▶ Data extract:
◇ ◇ ◇ ◇

Issue #510, opened 2019-02-17
extracting device_port ifindex() from ND database? Does it exist?


Stoatwblr:
I'm kludging together a script as first pass at demonstrating use of ND as source for GLPI/fusioninventory network inventory, as the existing fusioninventory code is "somewhat broken" (it only really works for Catalyst switches and having multiple sets of software doing polls isn't a good idea anyway as a lot of switches are quite fragile)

◇ ◇ ◇ ◇

▶ What the exercise asks:
Send back all of the material exactly as given.

▶ Solution for this exercise:
Issue #510, opened 2019-02-17
extracting device_port ifindex() from ND database? Does it exist?


Stoatwblr:
I'm kludging together a script as first pass at demonstrating use of ND as source for GLPI/fusioninventory network inventory, as the existing fusioninventory code is "somewhat broken" (it only really works for Catalyst switches and having multiple sets of software doing polls isn't a good idea anyway as a lot of switches are quite fragile)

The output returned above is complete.